= Beginning of Section =
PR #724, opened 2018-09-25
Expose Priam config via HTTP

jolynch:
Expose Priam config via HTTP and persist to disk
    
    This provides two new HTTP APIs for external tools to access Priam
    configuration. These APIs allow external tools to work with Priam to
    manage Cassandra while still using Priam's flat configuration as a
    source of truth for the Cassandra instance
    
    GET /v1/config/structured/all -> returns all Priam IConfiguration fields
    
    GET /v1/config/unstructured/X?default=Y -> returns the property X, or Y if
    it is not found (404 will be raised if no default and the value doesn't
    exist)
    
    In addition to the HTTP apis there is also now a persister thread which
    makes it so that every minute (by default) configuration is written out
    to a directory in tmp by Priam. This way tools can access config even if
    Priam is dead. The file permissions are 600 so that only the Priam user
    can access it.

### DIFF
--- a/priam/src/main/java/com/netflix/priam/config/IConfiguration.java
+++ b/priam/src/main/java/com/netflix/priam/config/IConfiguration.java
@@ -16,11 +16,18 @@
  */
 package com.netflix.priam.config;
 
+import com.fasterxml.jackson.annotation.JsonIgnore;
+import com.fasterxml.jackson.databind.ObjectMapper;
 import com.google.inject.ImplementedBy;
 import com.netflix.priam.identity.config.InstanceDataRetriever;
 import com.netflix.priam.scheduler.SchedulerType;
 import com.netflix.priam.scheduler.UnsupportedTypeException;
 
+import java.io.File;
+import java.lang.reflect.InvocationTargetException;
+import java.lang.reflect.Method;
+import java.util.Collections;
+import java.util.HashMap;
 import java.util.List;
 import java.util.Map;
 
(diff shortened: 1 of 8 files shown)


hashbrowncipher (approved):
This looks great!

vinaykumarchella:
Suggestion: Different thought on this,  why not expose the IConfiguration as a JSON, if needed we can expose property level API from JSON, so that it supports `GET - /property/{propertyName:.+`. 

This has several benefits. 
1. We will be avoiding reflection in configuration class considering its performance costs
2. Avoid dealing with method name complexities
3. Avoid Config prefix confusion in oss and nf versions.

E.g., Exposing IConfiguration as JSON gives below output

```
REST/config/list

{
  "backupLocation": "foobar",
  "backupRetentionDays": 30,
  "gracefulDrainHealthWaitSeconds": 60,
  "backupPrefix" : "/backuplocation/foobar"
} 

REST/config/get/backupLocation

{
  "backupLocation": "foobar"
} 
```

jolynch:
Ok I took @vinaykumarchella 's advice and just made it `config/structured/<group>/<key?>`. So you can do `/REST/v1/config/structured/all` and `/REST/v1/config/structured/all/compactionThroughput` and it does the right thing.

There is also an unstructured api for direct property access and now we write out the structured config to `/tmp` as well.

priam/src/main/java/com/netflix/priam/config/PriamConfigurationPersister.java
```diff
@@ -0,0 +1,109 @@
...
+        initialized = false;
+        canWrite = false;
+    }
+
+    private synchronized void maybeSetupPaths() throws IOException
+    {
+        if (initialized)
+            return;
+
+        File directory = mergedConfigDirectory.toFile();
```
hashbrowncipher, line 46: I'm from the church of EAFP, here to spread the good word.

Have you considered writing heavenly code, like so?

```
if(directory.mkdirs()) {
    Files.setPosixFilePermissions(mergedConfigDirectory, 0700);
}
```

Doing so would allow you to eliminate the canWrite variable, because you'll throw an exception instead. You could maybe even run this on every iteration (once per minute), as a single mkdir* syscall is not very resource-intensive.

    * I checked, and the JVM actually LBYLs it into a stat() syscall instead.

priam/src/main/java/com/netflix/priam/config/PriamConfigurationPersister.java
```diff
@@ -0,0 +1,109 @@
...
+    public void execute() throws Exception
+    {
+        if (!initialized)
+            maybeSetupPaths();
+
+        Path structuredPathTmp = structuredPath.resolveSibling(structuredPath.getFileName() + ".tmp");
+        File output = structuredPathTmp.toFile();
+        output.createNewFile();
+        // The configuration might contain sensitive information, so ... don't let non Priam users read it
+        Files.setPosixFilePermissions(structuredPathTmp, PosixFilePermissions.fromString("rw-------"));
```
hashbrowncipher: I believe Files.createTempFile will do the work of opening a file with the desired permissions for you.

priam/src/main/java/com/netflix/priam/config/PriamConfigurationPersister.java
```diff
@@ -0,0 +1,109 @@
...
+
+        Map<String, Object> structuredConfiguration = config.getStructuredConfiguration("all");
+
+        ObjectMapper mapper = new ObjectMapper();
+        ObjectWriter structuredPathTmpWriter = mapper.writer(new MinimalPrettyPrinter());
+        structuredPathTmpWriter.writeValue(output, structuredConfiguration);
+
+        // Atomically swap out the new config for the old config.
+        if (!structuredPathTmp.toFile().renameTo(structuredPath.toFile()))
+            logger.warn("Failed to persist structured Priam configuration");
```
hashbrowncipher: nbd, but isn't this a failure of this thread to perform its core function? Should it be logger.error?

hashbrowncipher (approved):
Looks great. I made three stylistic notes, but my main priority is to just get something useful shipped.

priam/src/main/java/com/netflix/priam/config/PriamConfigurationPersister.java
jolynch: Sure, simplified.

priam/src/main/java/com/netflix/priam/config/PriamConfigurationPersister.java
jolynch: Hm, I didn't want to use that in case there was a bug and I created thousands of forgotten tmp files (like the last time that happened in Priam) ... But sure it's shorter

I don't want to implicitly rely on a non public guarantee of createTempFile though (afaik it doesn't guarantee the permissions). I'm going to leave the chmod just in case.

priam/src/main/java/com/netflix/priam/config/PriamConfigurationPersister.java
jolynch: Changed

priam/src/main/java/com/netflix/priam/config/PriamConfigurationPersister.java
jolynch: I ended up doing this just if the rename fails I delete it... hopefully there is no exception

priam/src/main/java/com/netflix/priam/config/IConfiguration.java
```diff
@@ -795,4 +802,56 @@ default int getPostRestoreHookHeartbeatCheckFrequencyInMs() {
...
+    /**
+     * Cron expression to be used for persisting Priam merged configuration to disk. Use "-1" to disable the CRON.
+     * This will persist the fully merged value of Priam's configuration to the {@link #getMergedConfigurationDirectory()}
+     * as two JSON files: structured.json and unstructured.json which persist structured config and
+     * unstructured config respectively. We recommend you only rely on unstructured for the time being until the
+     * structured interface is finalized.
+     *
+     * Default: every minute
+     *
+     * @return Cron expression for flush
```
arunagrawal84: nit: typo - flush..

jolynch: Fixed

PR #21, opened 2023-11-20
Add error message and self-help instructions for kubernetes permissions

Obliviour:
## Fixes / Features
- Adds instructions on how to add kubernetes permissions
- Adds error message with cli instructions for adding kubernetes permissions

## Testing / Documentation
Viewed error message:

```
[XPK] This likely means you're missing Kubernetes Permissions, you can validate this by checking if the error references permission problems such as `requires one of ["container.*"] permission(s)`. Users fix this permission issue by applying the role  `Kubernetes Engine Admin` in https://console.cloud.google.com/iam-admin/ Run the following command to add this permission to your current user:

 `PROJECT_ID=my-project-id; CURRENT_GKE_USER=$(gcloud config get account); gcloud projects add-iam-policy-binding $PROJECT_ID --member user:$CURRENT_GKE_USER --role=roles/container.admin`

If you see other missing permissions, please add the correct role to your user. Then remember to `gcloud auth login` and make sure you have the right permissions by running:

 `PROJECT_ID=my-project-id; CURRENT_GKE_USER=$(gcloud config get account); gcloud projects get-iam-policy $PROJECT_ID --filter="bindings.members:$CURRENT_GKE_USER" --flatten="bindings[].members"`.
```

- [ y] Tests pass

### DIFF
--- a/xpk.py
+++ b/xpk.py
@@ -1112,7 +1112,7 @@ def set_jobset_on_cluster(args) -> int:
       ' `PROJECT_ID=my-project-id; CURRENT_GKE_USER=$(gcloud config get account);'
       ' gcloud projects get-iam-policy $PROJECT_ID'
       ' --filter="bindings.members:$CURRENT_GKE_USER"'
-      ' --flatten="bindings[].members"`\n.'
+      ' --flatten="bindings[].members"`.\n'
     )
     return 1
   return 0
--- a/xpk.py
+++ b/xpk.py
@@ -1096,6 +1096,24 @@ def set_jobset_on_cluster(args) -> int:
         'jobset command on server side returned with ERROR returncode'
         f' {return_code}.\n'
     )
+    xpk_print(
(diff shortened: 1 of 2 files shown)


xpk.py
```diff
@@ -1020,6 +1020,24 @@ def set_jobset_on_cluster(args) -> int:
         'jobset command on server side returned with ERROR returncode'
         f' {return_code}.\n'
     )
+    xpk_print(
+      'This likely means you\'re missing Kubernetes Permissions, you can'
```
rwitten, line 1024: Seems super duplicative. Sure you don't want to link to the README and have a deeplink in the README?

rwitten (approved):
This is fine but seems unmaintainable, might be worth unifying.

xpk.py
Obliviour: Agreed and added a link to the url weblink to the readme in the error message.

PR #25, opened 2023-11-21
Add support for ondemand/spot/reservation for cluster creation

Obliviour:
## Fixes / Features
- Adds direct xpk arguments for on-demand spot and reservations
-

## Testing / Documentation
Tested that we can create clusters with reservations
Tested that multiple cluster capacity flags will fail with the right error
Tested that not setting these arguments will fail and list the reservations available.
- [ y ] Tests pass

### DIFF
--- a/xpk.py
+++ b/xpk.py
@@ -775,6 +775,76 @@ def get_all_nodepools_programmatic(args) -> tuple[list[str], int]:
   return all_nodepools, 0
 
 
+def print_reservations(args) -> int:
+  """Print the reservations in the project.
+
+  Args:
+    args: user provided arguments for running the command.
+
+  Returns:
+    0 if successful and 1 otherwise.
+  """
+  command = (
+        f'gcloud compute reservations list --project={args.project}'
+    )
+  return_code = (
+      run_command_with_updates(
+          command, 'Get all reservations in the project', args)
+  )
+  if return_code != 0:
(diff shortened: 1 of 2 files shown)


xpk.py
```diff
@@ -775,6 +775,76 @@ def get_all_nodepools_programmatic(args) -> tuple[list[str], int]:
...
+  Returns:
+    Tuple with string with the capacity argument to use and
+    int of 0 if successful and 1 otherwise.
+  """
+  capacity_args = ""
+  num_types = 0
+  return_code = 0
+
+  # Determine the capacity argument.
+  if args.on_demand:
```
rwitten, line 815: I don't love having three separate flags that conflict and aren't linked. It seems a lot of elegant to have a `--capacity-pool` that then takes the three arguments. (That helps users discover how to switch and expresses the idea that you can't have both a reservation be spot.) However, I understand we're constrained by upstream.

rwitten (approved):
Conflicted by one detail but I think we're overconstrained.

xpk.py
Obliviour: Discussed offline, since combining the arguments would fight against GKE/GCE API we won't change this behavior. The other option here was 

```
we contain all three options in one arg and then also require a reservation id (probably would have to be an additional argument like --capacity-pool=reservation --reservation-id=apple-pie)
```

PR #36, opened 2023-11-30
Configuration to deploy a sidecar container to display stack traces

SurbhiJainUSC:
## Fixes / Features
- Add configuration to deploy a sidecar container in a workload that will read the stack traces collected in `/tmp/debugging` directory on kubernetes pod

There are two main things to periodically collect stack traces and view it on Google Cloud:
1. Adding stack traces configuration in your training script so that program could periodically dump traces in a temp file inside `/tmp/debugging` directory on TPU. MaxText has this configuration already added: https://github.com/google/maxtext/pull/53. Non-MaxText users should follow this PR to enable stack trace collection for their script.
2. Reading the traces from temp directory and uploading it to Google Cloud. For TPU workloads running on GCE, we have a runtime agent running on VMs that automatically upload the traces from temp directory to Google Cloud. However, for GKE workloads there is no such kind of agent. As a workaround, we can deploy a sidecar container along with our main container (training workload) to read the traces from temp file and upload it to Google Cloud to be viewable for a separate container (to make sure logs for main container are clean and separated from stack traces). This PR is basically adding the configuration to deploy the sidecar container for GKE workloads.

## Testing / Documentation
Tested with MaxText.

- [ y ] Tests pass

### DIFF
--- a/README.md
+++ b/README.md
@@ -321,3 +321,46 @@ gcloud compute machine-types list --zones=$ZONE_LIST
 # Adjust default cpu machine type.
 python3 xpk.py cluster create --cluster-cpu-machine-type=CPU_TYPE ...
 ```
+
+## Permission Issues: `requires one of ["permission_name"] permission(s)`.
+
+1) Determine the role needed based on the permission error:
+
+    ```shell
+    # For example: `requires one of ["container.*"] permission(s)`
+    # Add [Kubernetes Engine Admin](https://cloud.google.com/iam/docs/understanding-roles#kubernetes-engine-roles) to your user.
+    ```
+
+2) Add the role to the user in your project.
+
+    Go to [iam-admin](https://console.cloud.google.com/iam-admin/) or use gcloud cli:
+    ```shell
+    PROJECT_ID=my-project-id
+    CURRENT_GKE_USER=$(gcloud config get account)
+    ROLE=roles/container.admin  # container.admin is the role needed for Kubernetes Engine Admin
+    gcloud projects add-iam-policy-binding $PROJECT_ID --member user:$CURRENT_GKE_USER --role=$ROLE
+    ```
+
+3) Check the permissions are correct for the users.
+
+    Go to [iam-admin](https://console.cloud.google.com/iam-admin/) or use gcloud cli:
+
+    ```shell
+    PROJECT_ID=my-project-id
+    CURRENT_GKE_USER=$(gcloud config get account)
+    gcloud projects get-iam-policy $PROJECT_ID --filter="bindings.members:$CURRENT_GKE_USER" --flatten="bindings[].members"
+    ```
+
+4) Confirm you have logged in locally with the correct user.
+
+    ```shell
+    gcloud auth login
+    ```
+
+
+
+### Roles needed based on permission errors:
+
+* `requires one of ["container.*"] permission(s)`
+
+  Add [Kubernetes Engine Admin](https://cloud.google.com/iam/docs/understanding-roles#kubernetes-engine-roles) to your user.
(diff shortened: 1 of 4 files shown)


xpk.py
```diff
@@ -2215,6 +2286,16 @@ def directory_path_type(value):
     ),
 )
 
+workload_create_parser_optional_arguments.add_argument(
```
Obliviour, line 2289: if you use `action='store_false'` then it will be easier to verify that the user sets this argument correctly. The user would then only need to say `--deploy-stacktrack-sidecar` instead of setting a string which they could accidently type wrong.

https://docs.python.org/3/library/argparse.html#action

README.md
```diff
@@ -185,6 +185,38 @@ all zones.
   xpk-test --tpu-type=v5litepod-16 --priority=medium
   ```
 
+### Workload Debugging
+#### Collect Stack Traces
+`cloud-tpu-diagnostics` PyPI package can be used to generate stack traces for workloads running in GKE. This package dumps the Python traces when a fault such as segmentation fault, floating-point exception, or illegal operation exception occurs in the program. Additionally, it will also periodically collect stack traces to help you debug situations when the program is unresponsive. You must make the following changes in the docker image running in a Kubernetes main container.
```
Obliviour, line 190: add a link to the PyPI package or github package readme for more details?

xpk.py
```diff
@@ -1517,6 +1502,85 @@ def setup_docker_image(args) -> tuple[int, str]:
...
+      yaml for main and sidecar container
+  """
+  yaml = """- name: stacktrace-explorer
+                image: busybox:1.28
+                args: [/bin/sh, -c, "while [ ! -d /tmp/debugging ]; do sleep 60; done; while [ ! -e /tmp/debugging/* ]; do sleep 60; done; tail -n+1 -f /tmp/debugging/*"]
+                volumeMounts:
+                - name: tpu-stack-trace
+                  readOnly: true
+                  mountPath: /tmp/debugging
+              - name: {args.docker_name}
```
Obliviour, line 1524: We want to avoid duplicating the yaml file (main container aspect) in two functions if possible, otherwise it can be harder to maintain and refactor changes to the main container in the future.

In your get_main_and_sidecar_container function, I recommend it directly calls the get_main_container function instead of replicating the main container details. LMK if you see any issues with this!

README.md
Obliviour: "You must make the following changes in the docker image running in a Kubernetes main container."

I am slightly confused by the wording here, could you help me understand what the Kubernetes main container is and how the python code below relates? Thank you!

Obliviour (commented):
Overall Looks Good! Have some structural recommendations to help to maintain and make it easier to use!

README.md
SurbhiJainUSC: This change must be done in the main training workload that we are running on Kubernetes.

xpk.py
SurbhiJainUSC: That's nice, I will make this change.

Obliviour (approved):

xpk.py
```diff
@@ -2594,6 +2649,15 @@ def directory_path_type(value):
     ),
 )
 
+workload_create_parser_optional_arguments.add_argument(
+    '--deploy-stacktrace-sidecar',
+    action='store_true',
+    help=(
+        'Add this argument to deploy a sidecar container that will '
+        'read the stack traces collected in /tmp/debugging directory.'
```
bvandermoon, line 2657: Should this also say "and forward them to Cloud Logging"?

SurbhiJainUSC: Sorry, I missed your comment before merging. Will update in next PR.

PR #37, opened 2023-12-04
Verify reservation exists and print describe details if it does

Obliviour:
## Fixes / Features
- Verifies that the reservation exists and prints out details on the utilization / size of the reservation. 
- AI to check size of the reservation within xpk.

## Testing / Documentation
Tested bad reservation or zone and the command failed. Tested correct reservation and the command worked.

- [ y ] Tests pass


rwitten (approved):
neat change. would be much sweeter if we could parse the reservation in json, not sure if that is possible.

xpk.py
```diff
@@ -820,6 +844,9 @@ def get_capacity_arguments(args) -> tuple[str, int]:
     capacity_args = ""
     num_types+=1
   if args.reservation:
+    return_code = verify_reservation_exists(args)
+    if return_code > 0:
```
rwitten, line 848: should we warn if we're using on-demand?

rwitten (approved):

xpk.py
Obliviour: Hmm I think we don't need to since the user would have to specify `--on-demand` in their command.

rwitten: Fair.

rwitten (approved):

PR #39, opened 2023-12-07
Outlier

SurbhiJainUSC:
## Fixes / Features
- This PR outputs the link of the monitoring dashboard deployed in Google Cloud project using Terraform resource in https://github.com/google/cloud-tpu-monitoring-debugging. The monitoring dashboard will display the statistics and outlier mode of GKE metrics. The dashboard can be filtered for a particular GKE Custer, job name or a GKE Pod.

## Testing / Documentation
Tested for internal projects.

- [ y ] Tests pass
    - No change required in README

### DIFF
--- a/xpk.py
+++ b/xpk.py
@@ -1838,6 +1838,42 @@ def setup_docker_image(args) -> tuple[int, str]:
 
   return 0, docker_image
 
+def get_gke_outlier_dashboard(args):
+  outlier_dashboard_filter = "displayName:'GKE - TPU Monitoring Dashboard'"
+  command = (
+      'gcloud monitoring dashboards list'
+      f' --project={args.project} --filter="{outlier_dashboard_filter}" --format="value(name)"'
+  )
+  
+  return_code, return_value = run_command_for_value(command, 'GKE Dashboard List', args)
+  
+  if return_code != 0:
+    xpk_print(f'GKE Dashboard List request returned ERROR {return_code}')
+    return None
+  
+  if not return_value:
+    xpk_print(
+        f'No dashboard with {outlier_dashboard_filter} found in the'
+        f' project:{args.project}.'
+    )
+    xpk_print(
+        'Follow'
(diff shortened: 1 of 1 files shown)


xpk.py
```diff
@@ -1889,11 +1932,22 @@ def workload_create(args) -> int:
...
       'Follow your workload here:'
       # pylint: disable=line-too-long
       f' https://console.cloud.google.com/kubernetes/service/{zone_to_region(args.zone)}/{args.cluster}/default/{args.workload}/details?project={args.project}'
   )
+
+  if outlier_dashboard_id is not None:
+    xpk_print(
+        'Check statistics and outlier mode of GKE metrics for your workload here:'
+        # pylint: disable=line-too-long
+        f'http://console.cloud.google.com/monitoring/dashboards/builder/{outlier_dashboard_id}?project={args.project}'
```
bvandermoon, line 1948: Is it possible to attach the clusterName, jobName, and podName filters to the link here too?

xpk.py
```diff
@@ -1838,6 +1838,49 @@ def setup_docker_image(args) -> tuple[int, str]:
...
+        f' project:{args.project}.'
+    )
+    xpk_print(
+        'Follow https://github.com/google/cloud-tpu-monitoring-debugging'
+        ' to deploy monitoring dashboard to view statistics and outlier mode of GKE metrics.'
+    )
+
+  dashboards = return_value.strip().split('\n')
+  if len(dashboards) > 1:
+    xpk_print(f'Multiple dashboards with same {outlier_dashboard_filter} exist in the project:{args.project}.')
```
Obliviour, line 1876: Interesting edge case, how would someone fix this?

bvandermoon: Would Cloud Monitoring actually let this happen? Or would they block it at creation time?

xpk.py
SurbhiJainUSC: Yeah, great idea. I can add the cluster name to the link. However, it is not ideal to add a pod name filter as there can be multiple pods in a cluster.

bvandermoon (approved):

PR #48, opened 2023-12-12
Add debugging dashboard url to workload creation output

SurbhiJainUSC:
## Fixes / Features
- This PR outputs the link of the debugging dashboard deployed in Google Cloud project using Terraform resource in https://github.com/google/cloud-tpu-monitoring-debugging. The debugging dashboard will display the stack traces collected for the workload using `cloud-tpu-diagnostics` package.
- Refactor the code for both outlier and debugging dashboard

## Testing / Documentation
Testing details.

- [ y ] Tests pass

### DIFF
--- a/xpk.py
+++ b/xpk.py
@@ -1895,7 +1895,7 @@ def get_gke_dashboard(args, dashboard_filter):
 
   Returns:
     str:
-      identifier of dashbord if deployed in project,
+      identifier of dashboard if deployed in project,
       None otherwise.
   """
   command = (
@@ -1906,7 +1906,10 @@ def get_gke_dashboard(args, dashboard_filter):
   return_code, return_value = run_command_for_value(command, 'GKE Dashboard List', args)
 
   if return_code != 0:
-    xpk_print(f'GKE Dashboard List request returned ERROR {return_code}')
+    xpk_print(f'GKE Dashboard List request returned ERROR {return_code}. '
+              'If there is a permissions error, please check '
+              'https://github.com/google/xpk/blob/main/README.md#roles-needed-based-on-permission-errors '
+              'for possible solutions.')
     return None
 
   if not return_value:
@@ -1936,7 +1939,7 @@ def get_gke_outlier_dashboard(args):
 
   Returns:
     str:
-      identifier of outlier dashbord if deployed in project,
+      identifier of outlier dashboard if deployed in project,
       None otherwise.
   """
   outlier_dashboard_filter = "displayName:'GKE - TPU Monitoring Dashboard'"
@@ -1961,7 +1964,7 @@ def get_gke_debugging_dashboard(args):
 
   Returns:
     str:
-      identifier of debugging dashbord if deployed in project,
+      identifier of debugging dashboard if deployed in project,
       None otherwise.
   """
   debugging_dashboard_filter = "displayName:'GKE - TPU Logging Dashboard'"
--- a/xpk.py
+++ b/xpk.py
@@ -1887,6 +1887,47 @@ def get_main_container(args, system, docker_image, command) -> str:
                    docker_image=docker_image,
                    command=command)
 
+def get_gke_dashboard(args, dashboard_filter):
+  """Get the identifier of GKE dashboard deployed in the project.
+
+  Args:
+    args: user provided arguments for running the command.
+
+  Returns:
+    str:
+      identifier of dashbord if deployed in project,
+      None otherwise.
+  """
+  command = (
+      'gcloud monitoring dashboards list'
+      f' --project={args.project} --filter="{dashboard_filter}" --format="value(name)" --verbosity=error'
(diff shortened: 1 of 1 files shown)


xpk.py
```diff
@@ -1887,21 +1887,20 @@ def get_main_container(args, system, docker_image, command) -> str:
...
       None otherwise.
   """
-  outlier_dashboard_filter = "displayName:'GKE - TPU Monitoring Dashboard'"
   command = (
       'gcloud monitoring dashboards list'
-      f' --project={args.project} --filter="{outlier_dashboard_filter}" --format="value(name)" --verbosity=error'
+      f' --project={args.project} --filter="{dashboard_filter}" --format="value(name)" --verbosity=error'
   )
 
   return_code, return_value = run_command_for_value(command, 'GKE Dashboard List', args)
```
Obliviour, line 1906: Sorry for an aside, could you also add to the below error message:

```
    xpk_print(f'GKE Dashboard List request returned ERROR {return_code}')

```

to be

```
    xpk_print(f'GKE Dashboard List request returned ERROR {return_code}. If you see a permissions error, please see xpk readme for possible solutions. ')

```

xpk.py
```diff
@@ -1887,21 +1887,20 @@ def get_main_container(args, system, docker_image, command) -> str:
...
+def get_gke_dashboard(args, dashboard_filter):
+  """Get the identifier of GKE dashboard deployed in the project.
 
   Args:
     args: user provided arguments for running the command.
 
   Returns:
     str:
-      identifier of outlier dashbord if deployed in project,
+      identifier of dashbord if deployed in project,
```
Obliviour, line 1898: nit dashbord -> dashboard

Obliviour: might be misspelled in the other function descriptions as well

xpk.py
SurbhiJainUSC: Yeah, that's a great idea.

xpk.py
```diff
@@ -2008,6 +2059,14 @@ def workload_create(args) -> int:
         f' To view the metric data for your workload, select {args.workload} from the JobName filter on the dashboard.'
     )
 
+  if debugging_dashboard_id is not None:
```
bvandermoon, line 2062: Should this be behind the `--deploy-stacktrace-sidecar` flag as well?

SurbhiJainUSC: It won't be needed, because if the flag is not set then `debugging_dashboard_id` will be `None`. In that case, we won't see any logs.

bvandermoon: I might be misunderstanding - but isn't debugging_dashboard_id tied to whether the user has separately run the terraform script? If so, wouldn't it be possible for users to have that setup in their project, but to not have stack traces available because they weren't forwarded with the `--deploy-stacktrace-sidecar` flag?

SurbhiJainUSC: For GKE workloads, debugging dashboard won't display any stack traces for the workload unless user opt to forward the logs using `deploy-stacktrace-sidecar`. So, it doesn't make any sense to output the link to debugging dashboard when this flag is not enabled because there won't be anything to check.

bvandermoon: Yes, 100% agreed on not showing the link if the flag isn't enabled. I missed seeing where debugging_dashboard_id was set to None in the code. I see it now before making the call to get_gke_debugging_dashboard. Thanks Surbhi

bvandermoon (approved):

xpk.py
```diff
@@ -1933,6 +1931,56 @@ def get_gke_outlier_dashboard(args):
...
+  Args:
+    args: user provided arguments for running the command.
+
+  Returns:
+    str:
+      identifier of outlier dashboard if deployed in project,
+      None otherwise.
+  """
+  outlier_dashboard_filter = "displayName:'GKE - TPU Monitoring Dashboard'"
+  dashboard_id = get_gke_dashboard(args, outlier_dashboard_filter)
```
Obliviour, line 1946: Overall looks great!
= End of Section =
» **Work instructions**
Return only the stretch of the material above from the line holding "to a directory" through the line holding "import com.netflix.priam.scheduler.UnsupportedTypeException;", copied exactly.

» **The completed task**
    to a directory in tmp by Priam. This way tools can access config even if
    Priam is dead. The file permissions are 600 so that only the Priam user
    can access it.

### DIFF
--- a/priam/src/main/java/com/netflix/priam/config/IConfiguration.java
+++ b/priam/src/main/java/com/netflix/priam/config/IConfiguration.java
@@ -16,11 +16,18 @@
  */
 package com.netflix.priam.config;
 
+import com.fasterxml.jackson.annotation.JsonIgnore;
+import com.fasterxml.jackson.databind.ObjectMapper;
 import com.google.inject.ImplementedBy;
 import com.netflix.priam.identity.config.InstanceDataRetriever;
 import com.netflix.priam.scheduler.SchedulerType;
 import com.netflix.priam.scheduler.UnsupportedTypeException;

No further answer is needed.